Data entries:
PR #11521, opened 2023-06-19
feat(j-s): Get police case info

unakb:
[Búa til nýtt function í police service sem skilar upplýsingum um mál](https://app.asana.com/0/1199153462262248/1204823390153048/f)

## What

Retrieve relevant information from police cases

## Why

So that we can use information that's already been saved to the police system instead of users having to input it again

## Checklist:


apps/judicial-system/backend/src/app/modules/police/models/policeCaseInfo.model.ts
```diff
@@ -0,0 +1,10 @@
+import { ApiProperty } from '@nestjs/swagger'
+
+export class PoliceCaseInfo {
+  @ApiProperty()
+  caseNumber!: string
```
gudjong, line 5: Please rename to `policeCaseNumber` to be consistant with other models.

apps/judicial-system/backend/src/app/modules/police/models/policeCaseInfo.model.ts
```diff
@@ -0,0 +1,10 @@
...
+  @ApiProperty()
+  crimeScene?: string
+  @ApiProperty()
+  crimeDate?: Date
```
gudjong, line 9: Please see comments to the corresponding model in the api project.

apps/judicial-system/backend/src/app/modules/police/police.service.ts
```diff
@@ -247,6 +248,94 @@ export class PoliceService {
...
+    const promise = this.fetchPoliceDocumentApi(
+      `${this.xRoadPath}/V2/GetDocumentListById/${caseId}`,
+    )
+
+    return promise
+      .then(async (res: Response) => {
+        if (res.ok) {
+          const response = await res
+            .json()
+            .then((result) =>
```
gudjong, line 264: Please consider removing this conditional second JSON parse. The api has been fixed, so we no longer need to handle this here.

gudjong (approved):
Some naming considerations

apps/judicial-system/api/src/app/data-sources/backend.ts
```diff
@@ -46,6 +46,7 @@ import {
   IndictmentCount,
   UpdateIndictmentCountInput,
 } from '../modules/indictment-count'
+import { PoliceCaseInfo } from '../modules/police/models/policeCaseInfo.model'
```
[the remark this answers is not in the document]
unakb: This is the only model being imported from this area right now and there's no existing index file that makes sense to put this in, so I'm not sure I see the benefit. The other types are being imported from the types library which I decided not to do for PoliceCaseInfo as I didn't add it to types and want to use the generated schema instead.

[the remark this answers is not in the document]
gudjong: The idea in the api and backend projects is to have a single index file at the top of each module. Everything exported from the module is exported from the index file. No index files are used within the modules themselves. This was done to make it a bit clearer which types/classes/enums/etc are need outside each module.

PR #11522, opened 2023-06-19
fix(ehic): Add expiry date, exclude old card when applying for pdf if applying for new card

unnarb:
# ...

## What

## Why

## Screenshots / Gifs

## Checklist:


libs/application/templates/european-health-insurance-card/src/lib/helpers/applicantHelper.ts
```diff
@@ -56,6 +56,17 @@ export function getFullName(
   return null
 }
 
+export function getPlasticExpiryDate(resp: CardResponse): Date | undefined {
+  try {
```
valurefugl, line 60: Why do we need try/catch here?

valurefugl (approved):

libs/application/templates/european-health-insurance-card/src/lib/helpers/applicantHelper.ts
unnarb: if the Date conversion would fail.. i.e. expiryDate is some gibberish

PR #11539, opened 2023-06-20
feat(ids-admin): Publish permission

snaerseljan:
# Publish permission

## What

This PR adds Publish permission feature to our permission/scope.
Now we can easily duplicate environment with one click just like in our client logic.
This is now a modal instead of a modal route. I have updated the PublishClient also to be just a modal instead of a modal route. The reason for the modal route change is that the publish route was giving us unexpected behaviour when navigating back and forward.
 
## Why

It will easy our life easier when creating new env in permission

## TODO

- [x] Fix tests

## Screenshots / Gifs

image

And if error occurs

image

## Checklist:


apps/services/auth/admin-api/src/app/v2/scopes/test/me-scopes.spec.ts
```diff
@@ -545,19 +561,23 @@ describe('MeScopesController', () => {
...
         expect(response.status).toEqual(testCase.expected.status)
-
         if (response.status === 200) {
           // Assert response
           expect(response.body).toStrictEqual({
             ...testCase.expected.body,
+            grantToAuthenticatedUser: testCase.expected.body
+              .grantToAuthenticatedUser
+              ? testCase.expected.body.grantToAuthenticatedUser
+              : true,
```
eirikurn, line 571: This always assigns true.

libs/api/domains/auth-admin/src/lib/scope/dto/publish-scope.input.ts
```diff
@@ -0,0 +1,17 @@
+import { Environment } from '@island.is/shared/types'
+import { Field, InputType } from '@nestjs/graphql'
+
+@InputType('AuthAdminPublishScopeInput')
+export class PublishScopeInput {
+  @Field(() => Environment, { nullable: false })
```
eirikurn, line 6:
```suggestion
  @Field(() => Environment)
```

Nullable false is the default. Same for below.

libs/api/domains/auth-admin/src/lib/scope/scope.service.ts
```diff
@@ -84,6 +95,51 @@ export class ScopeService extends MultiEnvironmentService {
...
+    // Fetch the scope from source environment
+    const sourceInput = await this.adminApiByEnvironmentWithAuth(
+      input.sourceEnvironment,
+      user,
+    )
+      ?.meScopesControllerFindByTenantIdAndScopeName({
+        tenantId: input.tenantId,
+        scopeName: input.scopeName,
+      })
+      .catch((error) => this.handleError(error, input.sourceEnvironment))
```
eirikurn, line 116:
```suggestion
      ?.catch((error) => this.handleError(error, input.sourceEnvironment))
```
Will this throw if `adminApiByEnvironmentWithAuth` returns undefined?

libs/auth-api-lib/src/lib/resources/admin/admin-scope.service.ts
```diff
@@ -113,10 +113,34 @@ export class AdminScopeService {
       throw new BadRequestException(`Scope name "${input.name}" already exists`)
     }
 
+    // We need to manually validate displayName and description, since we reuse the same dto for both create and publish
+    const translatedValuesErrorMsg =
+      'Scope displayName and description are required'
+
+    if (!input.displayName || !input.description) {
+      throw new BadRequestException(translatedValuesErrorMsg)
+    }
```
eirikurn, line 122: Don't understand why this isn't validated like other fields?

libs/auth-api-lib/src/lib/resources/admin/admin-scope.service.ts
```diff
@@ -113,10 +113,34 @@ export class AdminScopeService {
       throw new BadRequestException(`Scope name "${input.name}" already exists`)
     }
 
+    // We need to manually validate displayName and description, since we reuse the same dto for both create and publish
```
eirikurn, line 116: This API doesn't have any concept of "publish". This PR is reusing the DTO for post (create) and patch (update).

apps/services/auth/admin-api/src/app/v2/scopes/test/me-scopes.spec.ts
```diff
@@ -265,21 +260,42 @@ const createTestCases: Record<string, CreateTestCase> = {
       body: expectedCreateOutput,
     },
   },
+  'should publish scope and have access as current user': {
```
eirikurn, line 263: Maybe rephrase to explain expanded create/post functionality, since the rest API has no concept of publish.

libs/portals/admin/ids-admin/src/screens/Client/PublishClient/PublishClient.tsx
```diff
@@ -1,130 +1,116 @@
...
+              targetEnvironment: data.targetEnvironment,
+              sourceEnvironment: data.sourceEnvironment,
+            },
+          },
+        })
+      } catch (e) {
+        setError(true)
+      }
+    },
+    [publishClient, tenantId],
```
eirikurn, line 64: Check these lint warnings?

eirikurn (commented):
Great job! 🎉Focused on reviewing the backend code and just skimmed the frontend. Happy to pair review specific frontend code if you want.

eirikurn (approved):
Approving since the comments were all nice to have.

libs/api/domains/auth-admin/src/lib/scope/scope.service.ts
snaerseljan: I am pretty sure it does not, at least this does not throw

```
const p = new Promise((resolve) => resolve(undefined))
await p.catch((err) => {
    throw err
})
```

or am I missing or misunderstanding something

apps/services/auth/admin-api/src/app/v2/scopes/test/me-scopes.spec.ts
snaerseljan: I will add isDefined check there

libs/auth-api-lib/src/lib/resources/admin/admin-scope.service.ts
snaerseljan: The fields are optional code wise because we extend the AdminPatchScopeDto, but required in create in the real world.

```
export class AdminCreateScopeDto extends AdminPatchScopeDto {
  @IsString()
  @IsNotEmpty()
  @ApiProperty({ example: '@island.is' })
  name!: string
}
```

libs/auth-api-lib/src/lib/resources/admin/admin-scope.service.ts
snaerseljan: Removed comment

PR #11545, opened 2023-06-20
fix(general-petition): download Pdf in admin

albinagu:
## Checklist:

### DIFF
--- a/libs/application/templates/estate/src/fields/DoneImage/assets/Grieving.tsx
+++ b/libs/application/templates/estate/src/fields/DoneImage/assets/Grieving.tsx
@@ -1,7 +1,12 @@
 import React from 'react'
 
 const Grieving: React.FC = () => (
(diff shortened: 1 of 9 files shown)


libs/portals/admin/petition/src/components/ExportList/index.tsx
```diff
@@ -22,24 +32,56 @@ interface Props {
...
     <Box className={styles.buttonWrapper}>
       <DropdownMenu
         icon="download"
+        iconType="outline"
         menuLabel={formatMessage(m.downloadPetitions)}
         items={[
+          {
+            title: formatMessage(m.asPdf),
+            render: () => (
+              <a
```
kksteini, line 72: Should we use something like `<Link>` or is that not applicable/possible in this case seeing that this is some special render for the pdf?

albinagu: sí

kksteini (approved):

==

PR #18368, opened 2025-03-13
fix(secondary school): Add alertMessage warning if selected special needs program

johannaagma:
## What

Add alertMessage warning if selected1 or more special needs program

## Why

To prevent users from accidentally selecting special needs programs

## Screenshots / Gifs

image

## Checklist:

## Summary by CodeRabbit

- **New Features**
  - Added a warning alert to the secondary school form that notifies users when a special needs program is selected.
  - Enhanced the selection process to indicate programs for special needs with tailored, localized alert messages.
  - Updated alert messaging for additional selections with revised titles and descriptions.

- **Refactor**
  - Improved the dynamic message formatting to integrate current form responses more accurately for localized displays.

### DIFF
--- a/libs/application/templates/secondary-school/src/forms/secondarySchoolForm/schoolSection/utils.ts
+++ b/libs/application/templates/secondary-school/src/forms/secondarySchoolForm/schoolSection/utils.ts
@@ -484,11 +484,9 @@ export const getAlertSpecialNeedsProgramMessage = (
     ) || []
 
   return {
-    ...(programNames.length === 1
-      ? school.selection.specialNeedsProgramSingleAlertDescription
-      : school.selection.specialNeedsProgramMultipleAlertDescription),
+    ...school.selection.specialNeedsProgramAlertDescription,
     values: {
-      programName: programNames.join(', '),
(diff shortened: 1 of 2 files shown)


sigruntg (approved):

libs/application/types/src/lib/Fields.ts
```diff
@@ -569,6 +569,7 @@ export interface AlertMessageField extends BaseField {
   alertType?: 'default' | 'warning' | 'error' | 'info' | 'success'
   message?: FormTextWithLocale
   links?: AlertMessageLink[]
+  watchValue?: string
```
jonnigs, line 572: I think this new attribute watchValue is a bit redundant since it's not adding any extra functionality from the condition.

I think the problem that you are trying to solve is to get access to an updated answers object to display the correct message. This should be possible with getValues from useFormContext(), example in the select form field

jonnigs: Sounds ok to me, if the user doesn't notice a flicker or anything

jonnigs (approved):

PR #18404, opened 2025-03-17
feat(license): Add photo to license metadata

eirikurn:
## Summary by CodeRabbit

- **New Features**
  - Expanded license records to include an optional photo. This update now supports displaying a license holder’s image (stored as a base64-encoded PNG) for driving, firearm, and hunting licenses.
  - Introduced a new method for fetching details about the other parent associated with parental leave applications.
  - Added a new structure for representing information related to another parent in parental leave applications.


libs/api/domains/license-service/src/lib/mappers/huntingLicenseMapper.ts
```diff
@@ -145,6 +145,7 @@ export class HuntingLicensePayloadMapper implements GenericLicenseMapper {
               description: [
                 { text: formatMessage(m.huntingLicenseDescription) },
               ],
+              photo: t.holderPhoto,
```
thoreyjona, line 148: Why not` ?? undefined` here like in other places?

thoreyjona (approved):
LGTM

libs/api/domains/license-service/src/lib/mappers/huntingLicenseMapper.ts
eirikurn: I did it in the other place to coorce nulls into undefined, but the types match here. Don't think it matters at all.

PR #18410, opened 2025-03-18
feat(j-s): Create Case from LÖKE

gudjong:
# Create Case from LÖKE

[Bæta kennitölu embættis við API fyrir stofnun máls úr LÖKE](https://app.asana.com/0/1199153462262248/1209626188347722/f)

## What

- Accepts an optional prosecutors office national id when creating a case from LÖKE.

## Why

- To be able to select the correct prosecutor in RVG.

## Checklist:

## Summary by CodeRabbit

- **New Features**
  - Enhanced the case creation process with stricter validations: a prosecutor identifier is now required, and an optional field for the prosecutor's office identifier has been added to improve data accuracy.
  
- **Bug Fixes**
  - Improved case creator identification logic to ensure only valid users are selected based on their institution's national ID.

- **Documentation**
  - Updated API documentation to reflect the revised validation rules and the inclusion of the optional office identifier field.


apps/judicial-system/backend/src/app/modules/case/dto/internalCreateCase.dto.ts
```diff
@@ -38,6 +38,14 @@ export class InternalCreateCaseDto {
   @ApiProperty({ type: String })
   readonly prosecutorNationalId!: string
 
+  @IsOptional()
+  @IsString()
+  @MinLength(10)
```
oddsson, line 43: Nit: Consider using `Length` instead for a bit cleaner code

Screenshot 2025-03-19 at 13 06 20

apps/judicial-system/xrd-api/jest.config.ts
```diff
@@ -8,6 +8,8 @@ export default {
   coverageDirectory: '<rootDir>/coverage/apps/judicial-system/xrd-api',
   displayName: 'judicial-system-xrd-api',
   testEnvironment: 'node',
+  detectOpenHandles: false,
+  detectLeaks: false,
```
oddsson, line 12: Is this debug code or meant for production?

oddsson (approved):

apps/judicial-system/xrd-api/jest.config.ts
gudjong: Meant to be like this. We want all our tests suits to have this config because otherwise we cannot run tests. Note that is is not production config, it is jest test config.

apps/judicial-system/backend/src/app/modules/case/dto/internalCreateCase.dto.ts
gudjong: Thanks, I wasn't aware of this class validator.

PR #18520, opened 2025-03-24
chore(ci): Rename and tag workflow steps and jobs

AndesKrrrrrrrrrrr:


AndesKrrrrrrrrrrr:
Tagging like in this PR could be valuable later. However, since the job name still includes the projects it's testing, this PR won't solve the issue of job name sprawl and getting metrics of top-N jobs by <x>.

* _EXERCISE DETAILS_:
Reproduce verbatim the lines above, from the line with "PR #18520, opened 2025-03-24" through the line with "Tagging like in".

* _SOLVED EXERCISE_:
PR #18520, opened 2025-03-24
chore(ci): Rename and tag workflow steps and jobs

AndesKrrrrrrrrrrr:


AndesKrrrrrrrrrrr:
Tagging like in this PR could be valuable later. However, since the job name still includes the projects it's testing, this PR won't solve the issue of job name sprawl and getting metrics of top-N jobs by <x>.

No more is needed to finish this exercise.